The trouble with regexps, though, is that they look like complete nonsense to the uninitiated. All the unusual characters on the keyboard have different meanings, like this:

| - Or. For example, me|you matches 'me' or 'you'.

? - Any one character (or no character), so per? matches 'perl', 'perk' or 'per', but not 'perks'.

* - Any number of characters.

( ) - Separate one lot of syntax from another. For example, you could write h(e|a)??o to match both 'hello' and 'halo'.

[ ] - Matches specific characters and ranges of characters. For example, [a-z] means any lowercase letter from a to z, but no capital letters.

There are many, many more: Wikipedia has a good reference at http://en.wikipedia.org/wiki/Regular_expression.

Once you understand them, regexps let you do complicated things to text. One good example use is taking text that isn't HTML, and writing a set of rules to turn it into HTML intelligently.

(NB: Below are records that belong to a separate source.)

PR #475, opened 2018-04-27
Add `UsingTestingSequence` to enforce simpler & correct usage

atifaziz:
This PR obsoletes the use of `AsTestingSequence` in favour of the new `UsingTestingSequence`. This is done to enforces simpler & more correct usage.

`TestingSequence` is primarily designed to help test two things in an operator:

1. It doesn't enumerate the sequence more than once
2. It disposes the sequence

However, most uses seemed to be exercising the first but not the second. The latter was probably often skipped/missed because it required more non-obvious setup; an explicit `using` block (non-obvious usage) as well as eager evaluation before assertion of results. Take the following example:

```c#
var result = sequence.AsTestingSequence().Rank();
```

This will only ensure that `Rank` doesn't iterate `sequence` more than once when it's iterated during testing. To also test that it disposes the source iterator when done, the above has to be written as:

```c#
IEnumerablt<int> result;
using (var ts = sequence.AsTestingSequence())
    result = ts.Rank().ToArray();
```

With `UsingTestingSequence`, you just do:

```c#
var result = sequence.UsingTestingSequence(ts => ts.Rank());
```

## `TestingSequence` Uses Needing Review

- [ ] `CompareCountTest`
- [x] `CountDownTest`
- [x] `EndsWithTest`
- [ ] `EquiZipTest`
- [ ] `FlattenTest`
- [x] `FoldTest`
- [ ] `InterleaveTest`
- [ ] `MoveTest`
- [ ] `NestedLoopTest`
- [x] `RankTest`
- [ ] `SortedMergeTest`
- [ ] `StartsWithTest`
- [ ] `TakeLastTest`
- [ ] `TestingSequence`
- [ ] `TransposeTest`
- [ ] `ZipLongestTest`
- [ ] `ZipShortestTest`


leandromoh:
I think all the explanation and operator list should be in a issue. Só que can create PR for each operator.

leandromoh (approved):

PR #476, opened 2018-04-27
Optimize ScanRight for IReadOnlyList #128

Arithmomaniac:


atifaziz:
:memo: This PR is related #128.

MoreLinq.Test/ScanRightTest.cs
```diff
@@ -42,11 +42,14 @@ public void ScanRightFuncIsNotInvokedOnSingleElementSequence()
             Assert.That(result, Is.EqualTo(new[] { value }));
         }
 
-        [Test]
-        public void ScanRight()
+        [TestCase(SourceKind.List)]
```
atifaziz: I don't think there is a way to prove that this test case can be broken? `ScanRight` internally skips materialisation to a list if the source is already one. Ideally, if that optimisation is removed then the test should break but detecting whether a copy was made or not is brittle. I'd hate to rely on current internal implementation details like it eventually ends up calling [`ICollection<>`'s `CopyTo`](https://docs.microsoft.com/en-us/dotnet/api/system.collections.generic.icollection-1.copyto?), which [our `BreakingCollection<>` implements](https://github.com/morelinq/MoreLINQ/blob/bab96ace806efba59c444f8bf31faa36b6aefe57/MoreLinq.Test/BreakingCollection.cs#L45) (and why the test doesn't break).

Arithmomaniac: Something really hacky we could do is add a `ThrowOnCopy` property to `Breaking(ReadOnly)Collection` (which would toggle `CopyTo`'s behavior), and then do something like this:

```
var enumerable = Enumerable.Range(1, 5).Select(x => x.ToString()).ToSourceKind(sourceKind);
switch (enumerable)
{
case BreakingReadOnlyCollection readOnlyCollection: 
    readOnlyCollection.ThrowOnCopy = true; break;
case BreakingCollection collection:
    collection.ThrowOnCopy = true; break;
}
```

atifaziz: As I said, I'd hate to rely on current internal implementation details that can change (and [already have I believe](https://github.com/dotnet/corefx/pull/3429)) so I think anything we'll come up with will seem like a hack at best. I'm not sure it's worth the trouble. The best option might be to comment out that test case and make a note of why.

atifaziz:
f856d0df72ad2ca8d48145c4039f11e481ecad77 fixes the [broken](https://ci.appveyor.com/project/raboof/morelinq/build/921) [builds](https://travis-ci.org/morelinq/MoreLINQ/builds/374549423?utm_source=github_status&utm_medium=notification) due to a trailing whitespace in 36fafac8607d3ce7f48773cea9b5a740d2d5328b.

MoreLinq.Test/ScanRightTest.cs
```diff
@@ -42,11 +42,15 @@ public void ScanRightFuncIsNotInvokedOnSingleElementSequence()
             Assert.That(result, Is.EqualTo(new[] { value }));
         }
 
-        [Test]
-        public void ScanRight()
+        // Cannot test that ListLike optimizations would be used, so
```
atifaziz: Actually the `ReadOnlyList` test case _is_ okay because it does break if the optimisation within `ScanRight` is removed. I had [called out the comment](https://github.com/morelinq/MoreLINQ/pull/476#discussion_r185191063) on the `List` case only [earlier](https://github.com/morelinq/MoreLINQ/pull/476#discussion_r185191063) but perhaps should have made that more clear.

I would leave also leave the test case in there and either comment it out:

```c#
// [TestCase(SourceKind.List)]
```

or mark it to be ignored:

```c#
[TestCase(SourceKind.List, IgnoreReason = "Can't be broken; see https://github.com/morelinq/MoreLINQ/pull/476#discussion_r185191063")]
```

I'd also like to see the comment fleshed out a bit more. Here's a suggestion:

```c#
//
// There isn't a way to prove that the List test case can be broken
// so that case is ignored below. ScanRight internally skips
// materialisation to a list if the source is already one. Ideally,
// if that optimisation is removed then the test would break but
// detecting that a copy was made or not is tricky, hack-ish and
// brittle at best. It would mean relying on current and internal
// implementation details of Enumerable.ToList that can and have
// changed.
//
[TestCase(SourceKind.List, IgnoreReason = "Can't be broken; see https://github.com/morelinq/MoreLINQ/pull/476#discussion_r185191063")]
```

Happy if you want to review and fix my English and rephrase parts if they read unclear.

Arithmomaniac: > Actually the ReadOnlyList test case is okay because it does break if the optimisation within ScanRight is removed

This test passing also relies on the internal implementation details of `ToList` (namely, that it's not optimized for IReadOnlyList); it could become an unbreakable test at any time. I'd be more comfortable commenting both out and saying they are both unreliable because we can't force a check on `ToList` being skipped. I'd rather mark both as ignored.

atifaziz: [Does it?](https://github.com/Arithmomaniac/MoreLINQ/blob/f856d0df72ad2ca8d48145c4039f11e481ecad77/MoreLinq/ScanRight.cs#L93-L95) Isn't this relying on the following optimization in `ScanRight`?

```c#
            var list = source is IReadOnlyList<TSource> readOnlyList
                     ? readOnlyList.AsListLike()
                     : (source as IList<TSource> ?? source.ToList()).AsListLike();
```

Point is, if I remove that optimization so that it's down to this:

```c#
            var list = (source as IList<TSource> ?? source.ToList()).AsListLike();
```

Then the test fails. The same cannot be said for removing the above optimization too.

Had these tests been developed using [the red-green-refactor approach from TDD](https://www.google.ch/search?q=tdd+red+green+refactor) where a breaking test is written before the implementation to make it go green then a test case (like the list one) that never went red to begin with would have never sneaked in.

Arithmomaniac: `IReadOnlyList` fails without the optimization _now_, but if `Enumerable.ToList` ever gets optimized for it, then that would no longer be true. It's only failing now because, again, of the internal implementation of `ToList`. The underlying problem is the same; we're counting on internal implementation details.

atifaziz: I think I'm being a little daft here so let's go slower. As far as I can see in [the conditions at the start of `ScanRight`](https://github.com/Arithmomaniac/MoreLINQ/blob/f856d0df72ad2ca8d48145c4039f11e481ecad77/MoreLinq/ScanRight.cs#L93-L95
), `ToList` is not called in the `IReadOnlyList<>` case:

```c#
            var list = source is IReadOnlyList<TSource> readOnlyList
                     ? readOnlyList.AsListLike()
                     : (source as IList<TSource> ?? source.ToList()).AsListLike();
```

In fact, it's only when the source is neither type of list. Am I missing something?

Arithmomaniac: That is correct. `ToList` will only get called if it is not list-like.

atifaziz: Right, so then it makes sense to keep `[TestCase(SourceKind.ReadOnlyList)]`?

Arithmomaniac: I'll try going slower too:

- We would like to test that `IReadOnlyList` is not calling `ToList`.
- We can currently check that because if it was calling `ToList`, it would fail. This is because `ToList` enumerates over the input, and the enumerator for a `BreakingReadOnlyList` throws an exception.
- However, just as checking that `CopyTo` by `BreakingList` was called would be relying on an implementation detail (as you have noted above), so would assuming that `ToList` enumerates an `IReadOnlyList`.
  - At some future point, a `CopyTo`-like optimization could be created for `IReadOnlyList`, and the test would pass even if `ToList` _was_ being called.

The underlying issue is that there is no way to directly check whether `ToList` was called, and this is true as much of `IReadOnlyList` as `IList` (notwithstanding that they currently behave differently when the optimization is removed).

atifaziz: Thanks for going slower. 😄 I see your rationale, which is that it's futile to test for something that could be passing accidentally in the future even if that's not the case today. It's a false positive either way. Right? If so, I guess it's a fair point and sorry for not seeing it earlier and making you repeat yourself in so many ways.

So at this stage, we could:

1. Leave them in as harmless
2. Leave them in but mark them ignored
3. Leave them in but commented out
4. Leave them out altogether

What's your take? I could settle for either 2 or 3.

Finally, we good with expanding the comment [as I suggested earlier](https://github.com/morelinq/MoreLINQ/pull/476#discussion_r186014387)?

Arithmomaniac: It's all good :-)
I think I'll take 3, and expand the comment

PR #329, opened 2018-02-11
Fix + update examples

whmountains:
### Fixes

* Accessing `use lyon::extra` now requires a feature flag in `Cargo.toml`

Regexps can also be used to validate data, such as this one that matches a valid email address:

[A-Za-z0-9]+@[A-Za-z0-9]+\.[A-Za-z]{2,4}

Can you see why people say they're complicated? This one means says that an email address must consist of any number of characters between A to Z or 0 to 9, followed by an @, then the same again, followed by a dot, and then 2-4 characters that must be between A and Z, but not a number. Confused? I was writing it. Most people writing regexps write ones that aren't perfect, and need to be improved before they will work every time. If you can practice and master them, though, they give you a lot of power.

Doesn't PHP Have Regexps?

Well, yes, it does now – they were added by people who wanted to make PHP as useful as Perl is. However, PHP's regexps aren't integrated with the language in the same way as Perl's are.

What Else Can Perl Do?

Perl has all the standard features of object-oriented programming languages: classes, functions, variables, and the rest. One area where Perl is unusual, though, is that it has a very large library of user-contributed functions that can be installed as 'modules'. These modules can be downloaded from CPAN (the Comprehensive Perl Archive Network) at www.cpan.org. Whatever it is you want to do, the chances are you'll find a choice of modules there that can do it – there are hundreds of modules for HTML alone, if you take some time to explore.